PR #621, opened 2023-11-05
public name for node , get node usage with token

M03ED:
now user can see his usage with using `/sub/{token}/usage`


Iambabyninja:
It's good 👍

PR #625, opened 2023-11-08
Increase username limit to 64 characters

lilcheti:


app/db/models.py
M03ED, line 1: it must be 64 not 66

M03ED (changes requested):
database changes need migration file to sync database with code and you need to make and upload it with code 
also you did this change on master branch , changes and new features first come on dev branch then come to master branch

kastov:
Does xray supports that lenth?

app/db/models.py
lilcheti: It was 34 how is that?

kastov:
> > Does Xray-core supports that lenght?
> 
> A valid mail's username length is 64 characters 64 (Username) + 1 (@) + 255 (Domain Name) = 320 [i.e. example@localhost ]
> 
> How can Xray-core not accept that?

Not sure about 320 in total. Many sources say that the maximum length is around 254-256 characters.

SaintShit:
this isn't enough, you need to provide a migration script too

PR #630, opened 2023-11-10
Install xray-core from local script

APT-ZERO:


M03ED (commented):
Not useful. 
Xray script do all these automatically, and there is no need to do it manually.

PR #899, opened 2024-03-28
Reduce subscription link length

fodhelper:
This PR reduces subscription link
from :
`https://www.example.com/sub/eyJhbGciOiJIUzI1NiIsInR5cCI6IkpXVCJ9.eyJzdWIiOiJ0ZXN0LTAxIiwiYWNjZXNzIjoic3Vic2NyaXB0aW9uIiwiaWF0IjoxNzA5MjE1MTUzfQ.omAlMh79ff1f5Btz9Ygt4JR9Gv4ZFfxtrm0-hoUkuew`
to
`https://www.example.com/sub/eyJzdWIiOiJ0ZXN0LTAxIiwiYWNjZXNzIjoic3ViIiwiaWF0IjoxNzA5MjE1MTUzfQ.omAlMh79ff1f5Btz9Ygt4JR9Gv4ZFfxtrm0-hoUkuew`

difference is 51 characters

old links will still work with no problem

### DIFF
--- a/app/utils/jwt.py
+++ b/app/utils/jwt.py
@@ -41,17 +41,22 @@ def get_admin_payload(token: str) -> Union[dict, None]:
 
 
 def create_subscription_token(username: str) -> str:
-    data = {"sub": username, "access": "subscription", "iat": datetime.utcnow()+timedelta(seconds=1)}
-    encoded_jwt = jwt.encode(data, get_secret_key(), algorithm="HS256")
+    data = {"sub": username, "access": "sub", "iat": datetime.utcnow()+timedelta(seconds=1)}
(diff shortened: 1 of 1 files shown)


M03ED:
Still to long , not much different

fodhelper:
Current difference is 51 characters!
Do you have any idea with JWT to reduce it even more?

M03ED:
> Current difference is 51 characters! Do you have any idea with JWT to reduce it even more?

in mu opinion there is no different between long and short sub link because you never gonna type it , you just copy it or use qr code

fodhelper:
yes, it's not that much important, but it's not that much useless too
As you said this PR's result is not short enough, i made another one without JWT, i will share it soon

PR #914, opened 2024-04-03
fix subscription link timezone

fodhelper:
patch for https://github.com/Gozargah/Marzban/issues/912 & change timezone of sub link's timstamp to utc

For future updates i guess must
change datetime.utcnow() and datetime.utcfromtimestamp() to other functions, as this ones are deprecated
And many functions has no timezone(will use server's timezone), add UTC to all

### DIFF
--- a/app/utils/jwt.py
+++ b/app/utils/jwt.py
@@ -43,7 +43,7 @@ def get_admin_payload(token: str) -> Union[dict, None]:
 
 
 def create_subscription_token(username: str) -> str:
-    data = username + ',' + str(int(datetime.now().timestamp()))
+    data = username + ',' + str(int(datetime.utcnow().timestamp()))
     data_b64_str = b64encode(data.encode('utf-8'), altchars=b'-_').decode('utf-8').rstrip('=')
     data_b64_sign = b64encode(sha256((data_b64_str+get_secret_key()).encode('utf-8')).digest(), altchars=b'-_').decode('utf-8')[:10]
     data_final = data_b64_str + data_b64_sign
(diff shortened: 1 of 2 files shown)


fodhelper:
This will fix the subscription problem
but timezone problem is more deep in Marzban
for future, must change `datetime.utcnow()` and `datetime.now()` to `datetime.now(timezone.utc)`
and must change `datetime.utcfromtimestamp(timezone)` and `datetime.fromtimestamp(timestamp)` to `datetime.fromtimestamp(timestamp, timezone.utc)`

app/utils/jwt.py
```diff
@@ -58,7 +58,7 @@ def get_subscription_payload(token: str) -> Union[dict, None]:
         if "eyJhbGciOiJIUzI1NiIsInR5cCI6IkpXVCJ9." in token:
```
M03ED, line 58: i think its better to use `startswith` instead of `in` for finding `eyJhbGciOiJIUzI1NiIsInR5cCI6IkpXVCJ9.`

app/utils/jwt.py
```diff
@@ -43,7 +43,7 @@ def get_admin_payload(token: str) -> Union[dict, None]:
 
 
 def create_subscription_token(username: str) -> str:
-    data = username + ',' + str(int(datetime.now().timestamp()))
+    data = username + ',' + str(round(datetime.utcnow().timestamp()))
```
M03ED, line 46: using datetime ( instead of timestamp ) its not better ?

fodhelper: Timestamp is short and JWT used the same thing, so i just did the same

mikeesierrah (approved):

mikeesierrah:
I have tested this pr and found no problem - the problem seems to be fix now

mikeesierrah:
also this PR fixed the problem with subscription link not showing date and usage in Hiddify next client - thank you and goodjob

realartin:
we need this please merge it

PR #947, opened 2024-04-16
UserResponse: admin field added

Alirezaja1384:
Details:
 - User responses ship with admin info now.
 - CRUD's user queries: Admin left join.


Alirezaja1384:
Fixes #910

M03ED:
nice pr but you returning all admin data 
in this case this can cause data leak , users can see there admin data with `"/sub/{token}/info" ` request
we just need username or id

Alirezaja1384:
And since the non-sudo admins have no access to other admins' users, there would not be any risk of data leak cause it's the data that they should/and already have access to.

xmohammad1:
> i think its better to have separated schema for /info request with less data some data like `note` `sub_updated_at` `sub_last_user_agent` `online_at` `excluded_inbounds` `inbounds` are unnecessary

can you pls check your telegram i massaged you a group link most of develpors are there and we can make Decision

Alirezaja1384:
Since I don't like the pieces of code I wrote in the last commit, I chose to explain the changes. I know there are much better ways to handle this, but as far as I know, all of them require changes in `User` and `UserResponse`. Since UserResponse is highly integrated in every single piece of code (Which I don't like, but it is), any change that affects it can lead to unexpected bugs. So I chose to handle it in a way that has minimal side effects. Any suggestion is welcome as usual.

SaintShit:
Hello, thanks for your efforts. just tested it, and it returns users list empty.
Screenshot_2024-07-03_00-25-03

Alirezaja1384:
> Hello, thanks for your efforts. just tested it, and it returns users list empty. Screenshot_2024-07-03_00-25-03

Sounds to be fixed now. The join led to the exclusion of users who didn't have a db admin.

SaintShit:
Thank you @Alirezaja1384, changes are great. I might change the way "admin" field is returning in future.

Issue #931, opened 2024-04-07
Not supported Unix domain socket listener


Willh92:
inbound config not supported Unix domain socket listener when not set port

M03ED:
This is what xray should do not marzban , marzban it's just a program to manage your users.
You can report this to xtls organization

Willh92:
> This is what xray should do not marzban , marzban it's just a program to manage your users. You can report this to xtls organization

Xray is supported, but marzban checking inbound config not ignored port
# port settings
            try:
                settings['port'] = inbound['port']               
            except KeyError:
                if not self._fallbacks_inbound:
                    raise ValueError(
                        f"port missing on {inbound['tag']}"
                        "\nset XRAY_FALLBACKS_INBOUND_TAG if you're using an inbound containing fallbacks"
                    )
                try:
                    settings['port'] = self._fallbacks_inbound['port']
                    settings['is_fallback'] = True
                except KeyError:
                    raise ValueError("fallbacks inbound doesn't have port")

M03ED:
@SaintShit

evkravchenko:
It's a strange have to specify the port for inbound if it listening the unix socket. In my opinion Marzban should allow xray inbound configuration without port but with socket.

M03ED:
> It's a strange have to specify the port for inbound if it listening the unix socket. In my opinion Marzban should allow xray inbound configuration without port but with socket.

can you send a inbound with socket ?

evkravchenko:
Of course
for example, my real inbound of reality, for which I was forced to specify an extra port number:
```
{
    "tag": "reality",
    "listen": "/run/xray/nginx.socket,0666",
    "port": 443,
    "protocol": "vless",
    "settings": {
        "clients": [],
        "decryption": "none"
    },
    "streamSettings": {
        "network": "tcp",
        "tcpSettings": {
            "acceptProxyProtocol": true
        },
        "security": "reality",
        "realitySettings": {
            "dest": "/run/nginx/xray.socket",
            "xver": 1,
            "serverNames": [
                "server.name.sni"
            ],
            "privateKey": "*******************************************",
            "shortIds": [
                ""
            ]
        }
    },
    "sniffing": {
        "enabled": true,
        "destOverride": [
            "http",
            "tls",
            "quic"
        ],
        "routeOnly": true
    }
}
```
Here reality works behind nginx

Willh92:
> Of course
> 
[...]

Issue #896, opened 2024-03-28
HTTPUpgrade and Early Data for Clash.Meta


fodhelper:
in Clash.Meta the are both supported

HTTPUpgrade :
WS + `v2ray-http-upgrade: true` = HTTPUpgrade
https://github.com/MetaCubeX/mihomo/blob/06b5121d9eaebad3a8f1ff52cb7fd9d58a321823/docs/config.yaml#L463

Early Data :
https://github.com/MetaCubeX/mihomo/blob/06b5121d9eaebad3a8f1ff52cb7fd9d58a321823/docs/config.yaml#L461

Issue #885, opened 2024-03-23
multi custom config for v2rayN & gRPC updates


fodhelper:
multi custom config added to v2rayN>6.39 https://github.com/2dust/v2rayN/commit/262466303bb147ec03cdb5c1f15ddb3592716b18

xray-core added support for gRPC Authority (Supported by v2rayNG>1.8.18 and v2rayN>6.39)

gRPC's serviceName must be url-encoded in share-links
https://github.com/XTLS/Xray-core/discussions/716#:~:text=an%20empty%20string.-,4.3.13,-(gRPC)%20authority

M03ED:
these commits are for 12 hour ago and latest version of v2rayn (6.39) its for 2 weeks ago , you need to wait for new version.
Please be patient and do not rush

realartin:
> these commits are for 12 hour ago and latest version of v2rayn (6.39) its for 2 weeks ago , you need to wait for new version. Please be patient and do not rush

we need this please :) http upgrade

Issue #845, opened 2024-03-04
Telegram bot doesn't work properly


mahdim10:
Hello,
First of all, I would like to thanks all Marzban developers. However, there seems to be an issue with the Telegram bot not sending notifications for users who are about to expire. This problem mostly occurs at 00:00 when multiple users are reaching their expiration time. While it successfully notifies about some users, as indicated in the screenshot, it fails to notify all of them.
Im using the 0.4.9 version.
![photo_2024-03-04_15-28-02](https://github.com/Gozargah/Marzban/assets/30717578/1cf379b2-2a35-4baf-840f-a3b0e9d2b115)
![photo_2024-03-04_15-28-06](https://github.com/Gozargah/Marzban/assets/30717578/204318c6-1827-4f96-bbce-755dad68577f)

M03ED:
i have the same bug and i couldn't find why this is happening , if you find why this is happening send it here

fodhelper:
seems like rate limit of telegram api

M03ED:
> seems like rate limit of telegram api

nope its not that because users in begining of list will be skiped not last ones

fodhelper:
maybe should change
https://github.com/Gozargah/Marzban/blob/b2ad111eaf7d802e9c747ff34710a407ba3d3319/app/telegram/handlers/report.py#L25-L26

to
```
        except Exception as e:
            logger.error(e)
```
to see what the error is?

fodhelper:
I guess the problem could be this
https://github.com/Gozargah/Marzban/blob/1949717c0a622c20705f998e8e609263d660b269/app/utils/system.py#L119
It's a global variable, it can cause problems for urllib3 ipv6 connections (used in pyTelegramBotAPI too)
I have changed it in https://github.com/Gozargah/Marzban/pull/915 - maybe helps

PR #961, opened 2024-04-28
some fix and small features 

M03ED:
fix: 
- report change status temporary #845
- accept unix domain #931
- days left for expired users #903 
- fragment field in streisand #924 #827
- early data for clash #896 
- kcp for v2ray json
- quic for v2ray json #886 

feat: 
- add spiderx #957 
- add multi mode for grpc #885 #641
- add json config for v2rayn #659

refactor: 
- V2rayShareLink class usage
- remove external if else in share.py


fodhelper:
gRPC is changes in latest versions of Xray-core, check this : https://github.com/XTLS/Xray-core/pull/1815

There is 3 different type of gRPC server configs :
gRPC Gun (Supported on all clients)
gRPC Multi (Supported only on Xray-core based clients)
gRPC 2 in 1 Inbound: Both types in 1 inbound with Custom Path, for this one Marzban should parse Inbound's serviceName and use Multi for Xray based clients, and Gun for other clients

M03ED:
> gRPC is changes in latest versions of Xray-core, check this : [XTLS/Xray-core#1815](https://github.com/XTLS/Xray-core/pull/1815)

ok so we can have this type of grpc with `"network": "grpc"` or have normal grpc with `"network": "gun"` right ?

fodhelper:
network 'gun' and network 'grpc' are same thing, one transport with multiple aliases

M03ED:
> gRPC is changes in latest versions of Xray-core, check this : [XTLS/Xray-core#1815](https://github.com/XTLS/Xray-core/pull/1815)
> 
> There is 3 different type of gRPC server configs : gRPC Gun (Supported on all clients) gRPC Multi (Supported only on Xray-core based clients) gRPC 2 in 1 Inbound: Both types in 1 inbound with Custom Path, for this one Marzban should parse Inbound's serviceName and use Multi for Xray based clients, and Gun for other clients
> 
> And network name for gRPC can be 'grpc' or 'gun' other network names have aliases too. check this : https://github.com/XTLS/Xray-core/blob/51504c624c4aa9c093cf607cfca16e9548743af0/infra/conf/transport_internet.go#L631

done.

fodhelper:
Please revert "feat: support gRPC Custom Path", it's wrong

We must check if path is started with "/" or not
If it's not started with "/" then we must send path like before to all clients

But if it's started with "/" we must split it in serviceName and streamName(Gun) and streamName(Multi)
Example path = "/custom/path/GunCustomPath|MultiCustomPath"
  serviceName = custom/path
  streamName(Gun) = GunCustomPath
  streamName(Multi) = MultiCustomPath

now for Xray based clients we must send the full path ("/custom/path/GunCustomPath|MultiCustomPath")
in sharelink, this path must get urlEncoded
https://github.com/XTLS/Xray-core/releases/tag/v1.8.9
But for v2ray json config i think there is no need to urlEncode the path (must test it)

And when user uses this type of Path for gRPC, it does not mean MultiMode is Enabled, it could be disabled
This type of path only means we use custom streamName

For Clash.Meta and Sing-Box Gun mode will only work if streamName(Gun) is euqal to "Tun"
And we must send path to them like old type of configs (without "/" and without /streamName)

fodhelper:
You can add randomUserAgent function to the new function file

```python
import random

# Source: https://cdn.jsdelivr.net/gh/microlinkhq/top-user-agents@master/src/index.json
UserAgentList = [
  "Mozilla/5.0 (Windows NT 10.0; Win64; x64) AppleWebKit/537.36 (KHTML, like Gecko) Chrome/123.0.0.0 Safari/537.36",
  "Mozilla/5.0 (Macintosh; Intel Mac OS X 10_15_7) AppleWebKit/537.36 (KHTML, like Gecko) Chrome/123.0.0.0 Safari/537.36",
  "Mozilla/5.0 (Windows NT 10.0; Win64; x64) AppleWebKit/537.36 (KHTML, like Gecko) Chrome/124.0.0.0 Safari/537.36"
]

def genRandUserAgent():
  return random.choice(UserAgentList)

print(genRandUserAgent())
```
You can add all 100 user agents from the url and update user agent list later too, but making many requests to jsdelivr cdn is not good, they may have or add a rate limit or block our server's ip

gRPC supports custom user-agent too, with user agent and authority of grpc we can use it with no tls and remain undetected

M03ED:
> Please revert "feat: support gRPC Custom Path", it's wrong
> 
> We must check if path is started with "/" or not If it's not started with "/" then we must send path like before to all clients
> 
> But if it's started with "/" we must split it in serviceName and streamName(Gun) and streamName(Multi) Example path = "/custom/path/GunCustomPath|MultiCustomPath" serviceName = custom/path streamName(Gun) = GunCustomPath streamName(Multi) = MultiCustomPath
> 
> now for Xray based clients we must send the full path ("/custom/path/GunCustomPath|MultiCustomPath") in sharelink, this path must get urlEncoded https://github.com/XTLS/Xray-core/releases/tag/v1.8.9 But for v2ray json config i think there is no need to urlEncode the path (must test it)
> 
> And when user uses this type of Path for gRPC, it does not mean MultiMode is Enabled, it could be disabled This type of path only means we use custom streamName
> 
> For Clash.Meta and Sing-Box Gun mode will only work if streamName(Gun) is euqal to "Tun" And we must send path to them like old type of configs (without the first "/" and without /streamName)

this is what they provide as a sample 

server side :`"serviceName": "/my/sample/path/customTun|customTunMulti"`
client without multi:
```
"serviceName": "/my/sample/path/customTun",
"multiMode": false
```
client with multi tun:
```
"serviceName": "/my/sample/path/customTunMulti",
"multiMode": true
```
if you don't want to use multi mode without conflict with not xray based client you can just use normal grpc 
we already sending path like before , only thing we do its separating grpc path for xray based clients and other ones
but i cant change that `custom` to be really custom

i'm not sure what you what you mean by urlEncode , we have different type of that

fodhelper:
> but i cant change that `custom` to be really custom

check this :

```python3
def get_grpc_gun(input: str):
    if not input.startswith("/"):
        return input
    
    servicename = input.rsplit("/", 1)[0]
    streamname = input.rsplit("/", 1)[1].split("|")[0]
    
    if streamname == "Tun":
        return servicename[1:]
    
    return "%s%s%s" % (servicename, "/", streamname)

def get_grpc_multi(input: str):
    if not input.startswith("/"):
        return input
    
    servicename = input.rsplit("/", 1)[0]
    streamname = input.rsplit("/", 1)[1].split("|")[1]

    return "%s%s%s" % (servicename, "/", streamname)

print(get_grpc_gun("oldPath"))
print(get_grpc_gun("/newPath/Tun|MultiCustomPath"))
print(get_grpc_gun("/new/path/GunCustomPath|MultiCustomPath"))

print(get_grpc_multi("oldPath"))
print(get_grpc_multi("/new/path/GunCustomPath|MultiCustomPath"))
```

> i'm not sure what you what you mean by urlEncode , we have different type of that

In xray-core tag 1.8.9 written `encodeURIComponent`
https://github.com/XTLS/Xray-core/releases/tag/v1.8.9
https://developer.mozilla.org/en-US/docs/Web/JavaScript/Reference/Global_Objects/encodeURIComponent
so it must be

```python3
from urllib.parse import quote

print(quote("/my/path", safe="-_.!~*'()"))
```

M03ED:
so for not xray based clients we use get_grpc_gun and for xray based if multimode was enable we use get_grpc_multi?

M03ED:
and i can't find any user agent option for grpc

fodhelper:
> so for not xray based clients we use get_grpc_gun and for xray based if multimode was enable we use get_grpc_multi?

exactly
If multiMode is disabled >> get_grpc_gun (for all clients)
if multiMode is enabled >> get_grpc_multi (for xray based clients) and get_grpc_gun (for other clients)

> and i can't find any user agent option for grpc

They added it in https://github.com/XTLS/Xray-core/pull/1790/files
But they didn't added it in docs because it's useless! as no browser uses gRPC so using a user-agent of browser is useless
no \*ray client supports it too, so we must leave it for now

M03ED:
i fix grpc and add encode for service name start with /

M03ED:
@SaintShit

SaintShit:
thank you all great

################

> What this task involves
Repeat the entries above exactly, beginning at their first line and ending with the line that contains "also you did", with nothing added.

> Written answer
PR #621, opened 2023-11-05
public name for node , get node usage with token

M03ED:
now user can see his usage with using `/sub/{token}/usage`


Iambabyninja:
It's good 👍

PR #625, opened 2023-11-08
Increase username limit to 64 characters

lilcheti:


app/db/models.py
M03ED, line 1: it must be 64 not 66

M03ED (changes requested):
database changes need migration file to sync database with code and you need to make and upload it with code 
also you did this change on master branch , changes and new features first come on dev branch then come to master branch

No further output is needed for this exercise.